Como un mandamiento ...

Es bueno ir a la lucha con determinación, abrazar la vida y vivirla con pasión. Perder con clase y vencer con osadía, porque el mundo pertenece a quien se atreve y la vida es mucho para ser insignificante.
Charles Chaplin

sábado, 22 de marzo de 2014

A la infanta de los lloros, unos humildes deseos...

        




         Querida Amparo:
     En el día en que cumples quince años me gustaría desearte que tu vida esté siempre rodeada de buenas sensaciones, Quisiera, ante todo y en principio, que ames con pasión porque amando también serás amada y si así no fuera te aconsejaría que sepas olvidar con brevedad y no guardes nunca rencor porque la vida es corta y no merece la pena malgastarla recordando lo que de malo nos aconteció.
     Deseo también que tengas amigos que te sean fieles  y que puedas confiar en ellos sin duda alguna y a la vez creo que sería bueno que tuvieses enemigos para que seas capaz de cuestionarte tus propias convicciones. Y me gustaría que anidase en tu ser la sensación de sentirte útil, que tengas siempre la certeza de que eres buena desarrollando algo, pero nunca imprescindible e insustituible porque ello te llevaría a sentarte a la mesa de la vanidad que siempre es mala compañera de viaje y que cuando te sientas mal y asomen los malos momentos, que suelen ser cuantiosos, abundantes y cuajados de nubes negras, seas capaz de levantarte y mantenerte en pie.
     Te pediría también que fueses tolerante, comprensiva y condescendiente con aquellos que se equivocan mucho y sin remedio porque haciendo uso de esa tolerancia servirás de ejemplo a otros. Y porque el mundo que nos rodea es como es y resulta complicado cambiarlo sería deseable que siendo aun tan joven no madures con demasiada prisa porque si es así te perderás lo que de bueno tiene este irrepetible momento y que cuando seas mayor no sientas la necesidad de rejuvenecer y que siendo vieja no te desesperes porque cada edad tiene su placer y su dolor.
     Y de paso te deseo que sepas estar triste, aunque sea por un día, porque así descubrirás que la risa diaria es sana y cura el alma, que la habitual es anodina e insustancial y el reír constante puede resultar hasta dañino y perjudicial.
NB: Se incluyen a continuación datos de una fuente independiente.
PR #164, opened 2020-06-04
fix: upgraded vulnerable dependency

RenaudF:
https://ardoqcom.atlassian.net/browse/ARD-5317

I got there by:
 - adding `"mkdirp": "0.5.4"` to `package.json`
 - running `yarn install`
 - manually replacing the `mkdirp` version from `0.5.1` to `0.5.4` in `yarn.lock`
 - removing `"mkdirp": "0.5.4"` from `package.json`
 - running `yarn install`

### DIFF
--- a/yarn.lock
+++ b/yarn.lock
@@ -3151,15 +3151,15 @@ minimist-options@^3.0.1:
     arrify "^1.0.1"
     is-plain-obj "^1.1.0"
 
-minimist@0.0.8:
-  version "0.0.8"
-  resolved "https://registry.yarnpkg.com/minimist/-/minimist-0.0.8.tgz#857fcabfc3397d2625b8228262e86aa7a011b05d"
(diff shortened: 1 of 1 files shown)


RenaudF:
> This branch brings it down to 18, which is a start, but doesn't really fix the issue. We still have multiple dependency paths to `minimist` left.

That's not an issue, the vulnerability is only for `minimist` versions below `0.2.1`, see:
Screenshot from 2020-06-04 16-03-22 

> Also, is there a risk for yarn overwriting this fix when we update other dependencies, because it only exists in `yarn.lock`?

If you run `yarn install` or `yarn install -f` again, the `yarn.lock` doesn't change.

RenaudF:
There is still a version of `minimist` that's too low, but that comes from `"standard-version": "8.0.0"`

PR #233, opened 2020-07-30
Support namespace in persistentReducedStreams

tlaundal:
Adds rudimentary namespace support to persistentReducedStreams. 

Review commit by commit, and take a look at the commit messages.

### DIFF
--- a/src/persistentReducedStream.ts
+++ b/src/persistentReducedStream.ts
@@ -1,8 +1,12 @@
 import { Subject } from 'rxjs';
 import { RegisteredReducer } from './reducer';
-import { defaultErrorSubject } from './internal/defaultErrorSubject';
 import { PersistentReducedStateStream } from './persistentReducedStateStream';
 import { stateStreamRegistry } from './stateStreamRegistry';
+
+type PersistentReducedStreamOptions = {
+  errorSubject?: Subject<any>;
+  namespace?: string;
+};
 
 /**
  * Creates and registers a persistent reduced state stream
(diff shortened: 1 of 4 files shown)


src/namespace.ts
```diff
@@ -59,4 +59,17 @@ export const namespaceActionDispatcher = (
...
+  dispatchNamespaced(namespace, parentDispatcher, action);
+
+/**
+ * Add the namespace to the action and dispatch it.
+ *
+ * @param namespace Namespace to dispatch action with
+ * @param parentDispatcher Action dispatcher to dispatch action with
+ * @param action The action to namespace and dispatch
+ */
+export const dispatchNamespaced = (
```
chriskr, line 71: I think the interface is too complicated to use namespaces. Ideally the namespace should IMO just be an optional argument of `dispatchAction`, basically `dispatchAction(action: Action, namespace?: Namespace)` with `Namespace` being an enum. Accordingly in the creating stream functions the namespace would be the last optional argument too. By default the namespace is null.

tlaundal: I agree, this is too complicated. I looked into something like an optional argument to `dispatchAction`, but I don't remember why I didn't go for it.

I will take a look at it again, and probably create a PR which brings the `action$` and `dispatchAction` into RxBeach.

tlaundal: New PR is up in #234

src/persistentReducedStream.ts
```diff
@@ -39,13 +43,14 @@ export const persistentReducedStream = <State>(
   name: string,
   initialState: State,
   reducers: RegisteredReducer<State, any>[],
-  errorSubject: Subject<any> = defaultErrorSubject
+  { errorSubject, namespace }: PersistentReducedStreamOptions = {}
```
tlaundal, line 46: It's a bit unfortunate that we have to introduce an option object here.
In a while, I think we should reconsider how much we have used `errorSubject` and consider converting back to normal arguments with `errorSubject` as the last, optional, one.

chriskr: Could you not use two signatures, one with the errorSubject and one without? rxjs does that a lot?

tlaundal: I don't think that's worth it at this point. I'd like to delay introducing complexity like that as far as possible.
I expect that in a few months, the signature will end up as `..., namespace?: string, errorSubject?: Subject`, as we don't really use the `errorSubject` at all, it's just there for completeness sake

PR #234, opened 2020-07-30
feat: introduce the action$ in RxBeach

tlaundal:


tlaundal:
Please take a quick look at this even though I merged already, @chriskr

src/action$.ts
```diff
@@ -0,0 +1,33 @@
...
+ * @param action The action to dispatch to action$
+ * @param namespace Optional namespace to add to the action
+ */
+export const dispatchAction: ActionDispatcher = (action, namespace) => {
+  if (namespace === undefined) {
+    actionSubject$.next(action);
+  } else {
+    actionSubject$.next(_namespaceAction(namespace, action));
+  }
+};
```
chriskr, line 33: Yes, this looks good

src/types/helpers.ts
```diff
@@ -4,7 +4,10 @@ import { UnknownAction } from '../internal/types';
 
 export type ActionStream = Observable<UnknownAction>;
 
-export type ActionDispatcher = (action: UnknownAction) => void;
+export type ActionDispatcher = (
+  action: UnknownAction,
+  namespace?: string
```
chriskr, line 9: Should we not use well defined namespaces, e.g use an `enum Namespace` ?

tlaundal: `string` allows us to pass string enums. This means we can keep RxBeach separate from ardoq-front, with no need for it to know the namespaces we use in ardoq-front. In ardoq-front we can define a string enum if we want.

PR #241, opened 2020-08-10
feat: forward namespaces to reducers

tlaundal:
The motivation for this change is to allow more reducers to be statically created. See [this example](https://github.com/ardoq/ardoq-front/blob/master/src/js/ardoq/search/QueryEditor/queryEditor%24.ts#L195-L212) from ardoq-front.

As you can see from the tests. The syntax is not ideal for void actions (with the underscores/unused arguments).

### DIFF
--- a/src/persistentReducedStream.spec.ts
+++ b/src/persistentReducedStream.spec.ts
@@ -4,6 +4,7 @@ import { of, Subject, empty } from 'rxjs';
 import { marbles } from 'rxjs-marbles/ava';
 import { incrementMocks } from './internal/testing/mock';
 import { map } from 'rxjs/operators';
+import { reducer } from './reducer';
 
 const { reducers, actionCreators, handlers } = incrementMocks;
 const { actions, numbers, errors } = incrementMocks.marbles;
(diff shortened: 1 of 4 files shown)


src/reducer.spec.ts
```diff
@@ -121,3 +121,29 @@ test(
...
+
+test(
+  'combineReducers should forward namespace',
+  marbles((m) => {
+    const action$ = m.hot('  1', actions);
+    const expected$ = m.hot('2', numbers);
+
+    const verifyNamespaceReducer = reducer(
+      actionCreators.incrementOne,
+      (_, __, namespace) => {
```
tlaundal, line 133: This is an example of the unfortunate syntax. This is how we will use it for reset actions in ardoq-front.

src/persistentReducedStream.spec.ts
```diff
@@ -277,3 +278,32 @@ test(
...
+test(
+  'persistentReducedStream forwards namespace to reducers',
+  marbles((m) => {
+    const action$ = m.hot('  --n-', actions);
+    const expected$ = m.hot('1-2-', numbers);
+    const initialState = 1;
+
+    const verifyNamespaceReducer = reducer(
+      actionCreators.incrementOne,
+      (state, _, namespace) => {
```
andreajl, line 291: In the action, the namespace is within the `meta` object. This can be done for the reducer as well, or what do you think? It might make it easier to extend this in the future if more variables are passed down (Not sure if that is planned tho). I'm fine with this if you think this is the last 👍

chriskr: If there will be more then I think we need to start to name the arguments.

src/reducer.ts
```diff
@@ -19,7 +19,8 @@ const wrapInArray = <T>(val: T | T[]): T[] =>
 
 export type Reducer<State, Payload = VoidPayload> = (
   previousState: State,
-  payload: Payload
+  payload: Payload,
+  namespace?: string
```
chriskr, line 23: I still think default namespace being null is better than optional.

tlaundal: Yes. I've created an issue for that ARD-6151
However, it is out of scope for this change

src/persistentReducedStream.spec.ts
tlaundal: I don't plan on passing along more variables currently. As long as we are in `0.x.x`, and are unafraid of breaking changes and refactoring, I think we should keep it like this for now, but it might make sense at some point to pass the whole action or meta object.

tlaundal:
> If I get this right, using a namespace in the reducer is more an exception? The prefer pattern would be to use `withNamespace` to filter the action stream?

Yes, this will rarely be used, but we have one use case in ardoq-front. Consider a reset action that has different defaults for different streams - then the reducer would need to know what stream it is currently reducing. So this is actually orthagonal to `withNamespace`.

src/reducer.ts
chriskr: Sure, that was more a note

PR #258, opened 2020-09-15
chore(deps-dev): update @ardoq/shared-configs to 0.1.2

tlaundal:


tlaundal:
Needs the new rules from ardoq/shared-configs#6

PR #272, opened 2020-10-08
docs: remove duplicate examples and add missing parentheses

OyvindSabo:


tlaundal (approved):
:100:
Thanks for removing the duplicates as well

PR #324, opened 2021-06-24
Enhance useStream with default value

michaltaberski:


tlaundal (changes requested):
Nice idea, could you give a use case example? I'm a bit curious as to how the call site would look with and without this.

Requesting changes because the docstring must be updated and we should add a small test for this.

tlaundal (approved):
Vacation review on mobile, but LGTM!

michaltaberski:
It's not critical PR, so it can wait for a proper review once you are back. Enjoy!

src/react/connect.ts
```diff
@@ -13,9 +13,15 @@ export type NOT_YET_EMITTED = typeof NOT_YET_EMITTED;
  * has no guarantee for when the first emit will happen.
```
tlaundal, line 13:
```suggestion
 * has no guarantee for when the first emit will happen. This initial
 * value may be overridden with the `defaultValue` argument.
```

src/react/connect.ts
```diff
@@ -13,9 +13,15 @@ export type NOT_YET_EMITTED = typeof NOT_YET_EMITTED;
...
  *
  * @param source$ Stream that provides the needed values
+ * @param defaultValue Default value returned on init until stream emits new value
  */
-export const useStream = <T>(source$: Observable<T>): T | NOT_YET_EMITTED => {
-  const [value, setValue] = useState<T | NOT_YET_EMITTED>(NOT_YET_EMITTED);
+export const useStream = <T>(
+  source$: Observable<T>,
+  defaultState?: T
```
tlaundal, line 20:
```suggestion
  defaultValue?: T
```
Keep in line with the `@param` above.

tlaundal (approved):
:100:

PR #352, opened 2021-09-08
fix: ARD-9960 fixed carry bug

tomoboy:
The carry operator had a bug that caused it to subscribe twice to the routines where it was used. More detailed description. 
TLDR: caused by difference between hot vs cold observables

### DIFF
--- a/.gitignore
+++ b/.gitignore
@@ -3,3 +3,4 @@ node_modules
 dist
 .nyc_output
 coverage
+.idea
--- a/src/operators/operators.spec.ts
+++ b/src/operators/operators.spec.ts
@@ -223,7 +223,19 @@ test(
     ).toBeObservable(expected);
   })
 );
-
+test(
+  'carry only subscribes to the original observable once',
+  marbles((m) => {
+    const source$ = m.cold(' f', { f });
+    const expected = m.hot('1', {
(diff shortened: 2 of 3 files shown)


chriskr (approved):
LGTM

It's still subscribed twice, but with a cold observable side effects like showing a dialog are done twice because with a cold observable each subscriber gets its dedicated observable.

andreajl (approved):
Amazed that we have not seen this before 🧙‍♀️

tlaundal (commented):
Good fix!

I have three comments, though:
 - I think `share` is the appropriate operator for making the observable hot in this case, as we shouldn't need the replay (both subscriptions happen at the same time)
 - The function documentation should mention it makes the observable/stream hot
 - Could we write some small tests to verify this? With marbles we could check that the original observable is only subscribed once, and perhaps we could check that some side effect upstream only happens once as well (eg. `obs.pipe(tap(d => sideEffect(d)), carry(d => ...))`)

tomoboy:
@tlaundal Not 100% sure I wrote the test in an optimal way, but at least it passes for the new `carry` implementation and fails for the old one.

tlaundal (approved):
Nice!

Feel free to hit the merge button, but I think we can wait to cut a release until action name changes are ready as well.

PR #478, opened 2022-08-16
Upgrade rxbeach to rxjs7

tlaundal:
Upgrade all dependencies to latest version, and in particular update RxJS to 7.5.6.

RxJS has a bunch of breaking changes, the consequences of these in RxBeach are:
- `merge` and `combineLatest` exported from the operators namespace have been renamed with the `with` suffix
- Operators reexported from RxJS in RxBeach will have changed signatures as in RxJS
- The class `PersistentReducedStateStream` has been deleted, as it relied on extending `Observable`, and would probably not work in RxJS 8
- `persistentReducedStream` now returns instances of the new class `ObservableState`, which does not extend `Observable`. Some types will need to be changed.
- As `ObservableState` implements `InteropObservable` it integrates nicely into RxJS, but some custom tooling might need to be updated to accept `ObservableInput` as arguments, and use the `from` function from RxJS

This PR is read for review, and possibly merge. It is in use in a team environment in ardoq-front for testing by QA. Once this PR passes review, we need to:
 - Drop the prerelease commit
 - Merge to master (should be fast-forward)
 - Release version 1.0.0


src/observableState.ts
```diff
@@ -0,0 +1,99 @@
...
+   * @deprecated Only for use by RxJS
+   */
+  [Symbol.observable](): Subscribable<State> {
+    return {
+      subscribe: this.subscribe,
+    };
+  }
+
+  /**
+   *
```
tlaundal, line 58: TODO

src/observableState.ts
```diff
@@ -0,0 +1,99 @@
...
+    this.subscription = this.source$.subscribe(this.subject);
+
+    // NOTE: .subscribe(this.subject) does not work
+    // All tests pass with it, but in practice there are cases
+    // where the subject isn't updated as expected
+    // .subscribe({
+    //   complete: () => this.subject.complete(),
+    //   error: (err) => this.subject.error(err),
+    //   next: (state) => this.subject.next(state),
+    // });
```
tlaundal, line 73: Seems this can be removed, unless QA has some input

src/operators/decorated.ts
```diff
@@ -23,19 +23,24 @@ export const withLatestFrom = ((...dependencies: Observable<unknown>[]) =>
...
+export const combineLatestWith = ((
+    source: Observable<unknown>,
+    ...sources: Observable<unknown>[]
+  ) =>
   (observable$: Observable<unknown>) =>
     observable$.pipe(
-      operators.combineLatest(...sources),
-      markCombineLatest([observable$, ...sources])
-    )) as typeof operators.combineLatest;
+      operators.combineLatestWith([source, ...sources]),
```
tlaundal, line 32: Did we make a mistake here?

tlaundal: We did!
```suggestion
      operators.combineLatestWith(source, ...sources),
```

src/reducer.ts
```diff
@@ -162,14 +172,14 @@ type ReducerCreator = {
...
 
 export const reducer: ReducerCreator = <State>(
-  trigger: UnknownActionCreator | UnknownActionCreator[] | Observable<any>,
+  trigger: UnknownActionCreator | UnknownActionCreator[] | ObservableInput<any>,
   reducerFn: Reducer<State, any>
 ) => {
   const wrapper = (state: State, payload: any, namespace?: string) =>
     reducerFn(state, payload, namespace);
-  if (trigger instanceof Observable) {
+  if (!Array.isArray(trigger) && isObservableInput(trigger)) {
```
tlaundal, line 180: This doesn't really sit well with me, but I think we can fix it after this release

tlaundal (commented):
- Had to swap `nyc` for `c8`
- `persistentReducedStream` now returns an `ObservableState`, which does not extend `Observable`
- Changes from RxJS 7

src/isObservableInput.ts
```diff
@@ -0,0 +1,12 @@
+import { ObservableInput, from } from 'rxjs';
+
+export const isObservableInput = (
```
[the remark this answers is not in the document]
tlaundal: Used internally, see comment below

rafaa2:
Should we change it to ready to review?

tlaundal:
> @tlaundal Should we change it to ready to review?

Not yet. I'm making some small changes and plan to rewrite the history. We need to rewrite the history to get a proper changelog when we run the next release.

davidnegley (approved):

src/observableState.ts
```diff
@@ -0,0 +1,104 @@
...
+    this.subject.unsubscribe();
+  };
+
+  get state(): State {
+    return this.subject.getValue();
+  }
+  get destroyed(): boolean {
+    return this.subject.closed;
+  }
+}
```
chriskr, line 104: Looks nice! Quite a bit simpler than the old version.

src/reducer.ts
chriskr: As we discussed, I think from an interface and readability point of view it would be better to have a `actionReducer` and `stateReducer`, that would probably also allow to make the code here a bit simpler.

chriskr (approved):
LGTM (not tested)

Y por encima de todo, con la máxima urgencia, quiero que descubras que existen y te rodean seres oprimidos tratados con injusticia y personas infelices.
     Deseo también que tengas dinero y que de vez en cuando lo pongas delante de ti y te digas: “esto es mío”, para que de esa manera quede claro quien es el dueño de quien. También desearía que ninguno de tus seres queridos muera pero que si muere alguno puedas llorar y recordarlo sin lamentarte y sufrir sin sentirte culpable.
     Te deseo, por fin y para terminar, que siendo una buena mujer tengas un buen hombre y que sepas querer porque queriendo serás querida. Y si todas estas cosas llegan a pasar, como decía Víctor Hugo a quien debo la idea de este montón de deseos, no tengo nada más que desearte.